_ENTRIES SHOWN_:

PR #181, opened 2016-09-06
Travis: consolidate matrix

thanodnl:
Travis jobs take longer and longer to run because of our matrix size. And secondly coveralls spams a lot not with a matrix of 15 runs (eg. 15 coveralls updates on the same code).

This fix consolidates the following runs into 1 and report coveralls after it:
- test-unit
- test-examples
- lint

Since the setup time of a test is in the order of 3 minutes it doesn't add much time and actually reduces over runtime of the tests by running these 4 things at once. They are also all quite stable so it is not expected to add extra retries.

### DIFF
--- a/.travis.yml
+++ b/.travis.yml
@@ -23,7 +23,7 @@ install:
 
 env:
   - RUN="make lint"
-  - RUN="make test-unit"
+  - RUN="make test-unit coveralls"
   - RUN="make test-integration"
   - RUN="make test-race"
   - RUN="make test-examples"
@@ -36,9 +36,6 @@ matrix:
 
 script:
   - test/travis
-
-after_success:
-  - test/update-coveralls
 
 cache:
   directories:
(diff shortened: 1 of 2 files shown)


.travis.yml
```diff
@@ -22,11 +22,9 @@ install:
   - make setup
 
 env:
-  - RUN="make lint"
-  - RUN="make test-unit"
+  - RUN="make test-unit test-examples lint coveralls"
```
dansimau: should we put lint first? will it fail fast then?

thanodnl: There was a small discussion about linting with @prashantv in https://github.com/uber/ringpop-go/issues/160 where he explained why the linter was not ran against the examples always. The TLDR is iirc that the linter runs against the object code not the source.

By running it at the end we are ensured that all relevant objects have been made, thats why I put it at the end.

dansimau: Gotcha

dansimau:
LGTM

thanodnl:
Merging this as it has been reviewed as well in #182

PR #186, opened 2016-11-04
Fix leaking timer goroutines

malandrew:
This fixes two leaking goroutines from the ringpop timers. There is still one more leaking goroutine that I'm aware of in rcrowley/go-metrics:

---

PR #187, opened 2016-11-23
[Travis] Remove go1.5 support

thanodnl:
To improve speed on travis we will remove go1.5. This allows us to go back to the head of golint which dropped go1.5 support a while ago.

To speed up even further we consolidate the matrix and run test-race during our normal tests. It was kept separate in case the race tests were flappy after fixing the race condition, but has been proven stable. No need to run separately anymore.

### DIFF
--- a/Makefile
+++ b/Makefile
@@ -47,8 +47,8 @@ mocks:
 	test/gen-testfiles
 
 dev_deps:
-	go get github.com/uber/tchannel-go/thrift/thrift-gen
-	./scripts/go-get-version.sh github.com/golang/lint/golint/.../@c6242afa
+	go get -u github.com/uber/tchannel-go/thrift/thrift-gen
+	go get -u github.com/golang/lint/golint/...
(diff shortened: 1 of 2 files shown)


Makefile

_DIRECTIONS_: Copy out every line from the material above in which the word "uber" appears.

_ANSWER FOR THIS EXERCISE_:
thanodnl: There was a small discussion about linting with @prashantv in https://github.com/uber/ringpop-go/issues/160 where he explained why the linter was not ran against the examples always. The TLDR is iirc that the linter runs against the object code not the source.
-	go get github.com/uber/tchannel-go/thrift/thrift-gen
+	go get -u github.com/uber/tchannel-go/thrift/thrift-gen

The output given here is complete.